Day 3 of separation, and I am all over the place.

This is a long story so I'll just give the high points.

Background is I (43M) married to 42F for 17 years, together 22. 3 kids ages 13/10/3.

We've had intimacy issues for over 10 years. Sex every 6-8 weeks, always at her initiation, usually quick and perfunctory. Always felt like she was going thru the motions. I tried to talk about how this hurt me and made me feel rejected and she told me that she was totally satisfied and couldn't possibly handle more.

I am military, and during my current assignment she got a job at a local church. She made friends with another woman (I'll call her K) there and they became really close really fast. Acted like high school kids, lots of texting at all hours, long phone convos, etc. K seemed overwhelmingly kind anf helpful. Willing to do anything we needed at the drop of a hat. Her husband too. Thought little of it at the time, they seemed like nice people.

Fast forward a couple.months, K reveals to wife that she is bisexual, that she and her husband have an open marriage where she can mess around with women and it's ok with him. She likes to do this when he is away, he is also military. K revealed that her husband had also had threesomes with the women and K. Only know about 2 instances for sure, 14 years ago and 4 years ago.
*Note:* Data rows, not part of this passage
PR #1112, opened 2016-12-20
Add cross links to service API

jamesls:
You'll see that part of the diff is changing the target to `html`.  botocore/boto3 never set the target so it was defaulting to man page.  This meant that for certain style calls in bcdoc, the proper refs/links weren't being generated.

In order to use the new `external_link` method, the target needed to be html.

One option was to only turn on target html when generating html docs, but the `man` target doesn't make much sense for boto3/botocore.

image

### DIFF
--- a/botocore/docs/method.py
+++ b/botocore/docs/method.py
@@ -18,6 +18,9 @@ from botocore.docs.example import ResponseExampleDocumenter
 from botocore.docs.example import RequestExampleDocumenter
 
 
+AWS_DOC_BASE = 'http://docs.aws.amazon.com/goto/WebAPI'
+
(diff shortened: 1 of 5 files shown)


botocore/docs/method.py
```diff
@@ -18,6 +18,9 @@
 from botocore.docs.example import RequestExampleDocumenter
 
 
+AWS_DOC_BASE = 'http://docs.aws.amazon.com/goto/WebAPI'
```
kyleknap: Probably should make this https again.

jamesls: Fixed

PR #1116, opened 2016-12-27
Fix failing rds test

jamesls:
Our travis tests are failing due to a recent RDS functional test that was added.  I added two things:

1. Fix the test (tests that need credentials should subclass BaseSessionTest)
2. Add package setup/teardown that more closely resembles the travis environment.  This likely went unnoticed because if you have credentials configured locally the test will pass.  With this change, the original test would have failed on a dev laptop.

### DIFF
--- a/tests/functional/__init__.py
+++ b/tests/functional/__init__.py
@@ -10,3 +10,31 @@
 # distributed on an "AS IS" BASIS, WITHOUT WARRANTIES OR CONDITIONS OF
 # ANY KIND, either express or implied. See the License for the specific
 # language governing permissions and limitations under the License.
+import os
+import uuid
+
+_ORIGINAL = os.environ.copy()
+# These are environment variables that allow users to control
+# the location of config files used by botocore.
+_CONFIG_FILE_ENV_VARS = [
+    'AWS_CONFIG_FILE',
+    'AWS_SHARED_CREDENTIALS_FILE',
+    'BOTO_CONFIG',
+]
+_CREDENTIAL_ENV_VARS = [
+    'AWS_ACCESS_KEY_ID',
+    'AWS_SECRET_ACCESS_KEY',
+    'AWS_SESSION_TOKEN',
+]
+
+
+def setup_package():
+    random_file = str(uuid.uuid4())
+    for varname in _CONFIG_FILE_ENV_VARS:
+        os.environ[varname] = random_file
+    for credvar in _CREDENTIAL_ENV_VARS:
+        os.environ.pop(credvar, None)
+
+
+def teardown_package():
+    os.environ = _ORIGINAL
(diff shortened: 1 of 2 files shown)


tests/functional/__init__.py
```diff
@@ -10,3 +10,31 @@
...
+]
+_CREDENTIAL_ENV_VARS = [
+    'AWS_ACCESS_KEY_ID',
+    'AWS_SECRET_ACCESS_KEY',
+    'AWS_SESSION_TOKEN',
+]
+
+
+def setup_package():
+    random_file = str(uuid.uuid4())
```
dstufft: Is this file going to be created? If so would it make more sense to use the tempfile module?

dstufft: Also if this file is going to be created on disk ever (on phone so can't verify easily) cleanup should probably ensure to clean it up. Otherwise it's fine.

tests/functional/__init__.py
```diff
@@ -10,3 +10,31 @@
...
+    for varname in _CONFIG_FILE_ENV_VARS:
+        os.environ[varname] = random_file
```
dstufft: Isn't this whole thing going to get ignored because BaseSessionTest monkeypatches os.environ in its setUp method? It also appears to already do something similar.

tests/functional/__init__.py
jamesls: No, the intent is to set it to some path that's not going to exist.  `/does/not/exist` would also be more clear and probably (?) won't exist.  I was using a random file name to ensure it won't exist.

tests/functional/__init__.py
jamesls: > Isn't this whole thing going to get ignored because BaseSessionTest monkeypatches os.environ in its setUp method?

For the specific test I fixed, yes.

The intent of these test fixtures is to address how this can caught in the future.  That is, how can people know they need to use `BaseSessionTest` or face potential travis failures?  If you have credentials configured in your dev setup (very likely) you'll never see this issue until travis runs the tests.  This forces the issue locally by setting all the normal cred env vars to bogus values so you'll see similar behavior to what travis sees.

tests/functional/__init__.py
dstufft: Alright, that sounds reasonable to me.

tests/functional/__init__.py
dstufft: Makes sense, and sounds reasonable to me. I guess my only suggestion is a comment to mention that, so that 6 months from now we don't come back and try to figure out why this code seemingly duplicates ``BaseSessionTest``.

jamesls: Sounds good, I'll add a comment before merging.

PR #1132, opened 2017-01-24
Update models

JordonPhillips:
This updates paginators, waiters, and examples for a large number of
services. This has been broken out into three commits to make it
somewhat easier to digest, but there are still quite a lot of changes.

cc @kyleknap @jamesls @dstufft @stealthycoin

PR #1133, opened 2017-01-25
Sync up paginators

kyleknap:
This is a similar to @JordonPhillips PR: https://github.com/boto/botocore/pull/1132 except this is just a subset of it. I am only adding in paginators. In terms of differences, there is only one functional difference which is mine adds a ``limit_key`` in one of the paginators for ``config`` when the referenced PR does not.

cc @jamesls @JordonPhillips @stealthycoin @dstufft


JordonPhillips:
We should probably add a changelog entry

kyleknap:
@JordonPhillips added the changelog entry for the paginators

Both times with other married women who are now divorced. At the time I think it is weird, but wife assures me K is not attracted to her that way and just good friends. It seems like an invitation to me, but my wife tries to put me at ease. I think, none of my business, they seem like nice people so whatever.

Over the next 2 months, wife starts asking me if I would be interested in a threesome. This comes up every few days or so, her just casually asking. I am uncomfortable and tell her I am not interested. I'm getting real suspicious about K now and wondering what is going on. Wife says she's just interested in the idea on an abstract level and nothing serious. I finally ask her if she is trying to talk me into something and she drops it.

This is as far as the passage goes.